A more complicated rule, drawn from the categorial grammar in the appendix is as follows:

  backward_application rule
  (synsem:Z,
   qstore:Qs)
  ===> 
  cat> 
    (synsem:Y,
     qstore:Qs1),
  cat> 
    (synsem:(backward,
             arg:Y,
             res:Z),
     qstore:Qs2),
  goal>
    append(Qs1,Qs2,Qs).

Note that the goal in this rule is specified after the two category descriptions. Consequently, it will be evaluated after categories matching the descriptions have already been found, thus ensuring in this case that the variables Qs1 and Qs2 are instantiated. The append(Qs1,Qs2,Qs) goal is evaluated by ALE's definite clause resolution mechanism. goal> attachments are always evaluated in the order they are specified relative to the enforcement of cat> and cats> daughters, from left to right. All possible solutions to the goal are found with the resulting instantiations carrying over to the rule. These solutions are found using the depth-first search built into ALE's definite constraint resolver. In general, goals may be interleaved with the category specifications, giving the user control over when the goals are fired. Also note that goals may be arbitrary cut-free ALE definite clause goals, and thus may include disjunctions, conjunctions, and negations. Cuts may occur, however, within the code for any literal clause specified in a procedural attachment. The attachments themselves must be cut-free to avoid the cut taking precedence over the entire rule after compilation, thus preventing the rule to apply to other edges in the chart or for later rules to apply. Instead, if cuts are desired in rules, they must be encapsulated in an auxiliary predicate, which will restrict the scope of the cut. For instance, in the context of a phrase structure rule, rather than a goal of the form:

  goal>
    (a, !, b)

it is necessary to encode this as follows:

  goal>  
    c

where the predicate c is defined by:

  c if 
    (a, !, b).

This prevents backtracking through the cut in the goal, but does not block the further application of the rule. A similar strategy should be employed for cuts in lexical rules.

As a programming strategy, rules should be formulated like Prolog clauses, so that they fail as early as possible. Thus the features that discriminate whether a rule is applicable should occur first in category descriptions. The only work incurred by testing whether a rule is applicable is up to the point where it fails.

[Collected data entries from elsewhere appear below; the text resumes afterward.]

PR #151, opened 2022-09-15
Add create account modal to share preview screen

liam-lloyd:
Notes:
- I set the existing banner up to not render in cases where the user is not logged in, because making that banner coexist with the modal was looking difficult and we never want it to do that anyway
- Most of the changes to `share-preview.component.ts` are because I semi-accidentally ran Prettier on it
- I also deleted some commented out CSS that I came across

### DIFF
--- a/src/app/share-preview/components/create-account-dialog/create-account-dialog.component.ts
+++ b/src/app/share-preview/components/create-account-dialog/create-account-dialog.component.ts
@@ -1,0 +1,29 @@
+/* @format */ 
+import { Component, OnInit, Input, Inject } from '@angular/core';
+import { DialogRef, DIALOG_DATA } from '@root/app/dialog/dialog.module';
+import { DeviceService } from '@shared/services/device/device.service';
+
+@Component({
+  selector: 'pr-create-account-dialog',
+  templateUrl: './create-account-dialog.component.html',
+  styleUrls: ['./create-account-dialog.component.scss'],
+})
+export class CreateAccountDialogComponent implements OnInit {
+  sharerName: string = this.data.sharerName;
+
+  constructor(
+    private dialogRef: DialogRef,
+    private device: DeviceService,
+    @Inject(DIALOG_DATA) public data: any
+  ) {}
+
+  ngOnInit(): void {}
+
+  isMobile(): boolean {
+    return this.device.isMobileWidth();
+  }
+
+  close(): void {
+    this.dialogRef.close();
+  }
+}
--- a/src/app/share-preview/components/share-preview/share-preview.component.html
+++ b/src/app/share-preview/components/share-preview/share-preview.component.html
@@ -30,9 +30,9 @@
   <pr-breadcrumbs></pr-breadcrumbs>
 </div>
 <div class="share-preview-content" [ngClass]="{'navigating': isNavigating}">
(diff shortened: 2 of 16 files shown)


src/app/share-preview/components/create-account-dialog/create-account-dialog.component.ts
```diff
@@ -0,0 +1,29 @@
...
+import { DialogRef, DIALOG_DATA } from '@root/app/dialog/dialog.module';
+import { DeviceService } from '@shared/services/device/device.service';
+
+@Component({
+  selector: 'pr-create-account-dialog',
+  templateUrl: './create-account-dialog.component.html',
+  styleUrls: ['./create-account-dialog.component.scss']
+})
+export class CreateAccountDialogComponent implements OnInit {
+
```
meisekimiu, line 11:
```suggestion

```
Minor formatting fix for consistency.

src/app/share-preview/components/share-preview/share-preview.component.html
```diff
@@ -30,9 +30,9 @@
   <pr-breadcrumbs></pr-breadcrumbs>
 </div>
 <div class="share-preview-content" [ngClass]="{'navigating': isNavigating}">
-  <router-outlet></router-outlet>
+  <router-outlet (activate)="subscribeToItemClicks($event)" (deactivate)="unsubscribeFromItemClicks()"></router-outlet>
```
meisekimiu, line 33: TIL about `(activate)` and `(deactivate)` events on `router-outlet`! That's really useful!

src/app/share-preview/components/share-preview/share-preview.component.ts
```diff
@@ -19,22 +28,23 @@ import { EVENTS } from '@shared/services/google-analytics/events';
 import { READ_ONLY_FIELD } from '@shared/components/prompt/prompt-fields';
 import { PromptService } from '@shared/services/prompt/prompt.service';
 import { Deferred } from '@root/vendor/deferred';
+import { Dialog } from '@root/app/dialog/dialog.module';
+import { FileListComponent } from '../../../file-browser/components/file-list/file-list.component';
```
meisekimiu, line 32:
```suggestion
import { FileListComponent } from '@fileBrowser/components/file-list/file-list.component';
```
You can import it like this as well! ...Although my IDE is saying this import isn't even needed, so actually maybe we can just delete this line.

meisekimiu (changes requested):
This looks really good! Thanks for working through the issues with the Dialog and FileListItem components! I've left some suggestions for some small formatting changes.

There is just one slightly bigger issue I've noticed: You can get two copies of the modal to show up at the same time if you click a thumbnail within the 1 second window after the page loads. I think it's completely plausible for a user to just instinctively click the big colorful thumbnail as soon as possible (that's how I found this issue) and trigger this bug.

I've already tested a bit, and this should be an easy fix: you should be able to just store a boolean value on the SharePreviewComponent class that is set when a dialog is opened, and reset when the dialog is closed (`Dialog.open` is a promise so you can already react to when the dialog is closed from within the component!).

meisekimiu (approved):
Looks good! Thanks for the change! :+1:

Just as with PATR-II, ALE is RE-complete (equivalently, Turing-equivalent), meaning that any computable language can be encoded. Thus it is possible to represent undecidable grammars, even without resorting to the kind of procedural attachment possible with arbitrary definite clause goals. With its mix of depth-first and breadth-first evaluation strategies, ALE is not strictly complete with respect to its intended semantics if an infinite number of edges can be generated with the grammar. This situation is similar to that in Prolog, where a declaratively impeccable program might hang operationally.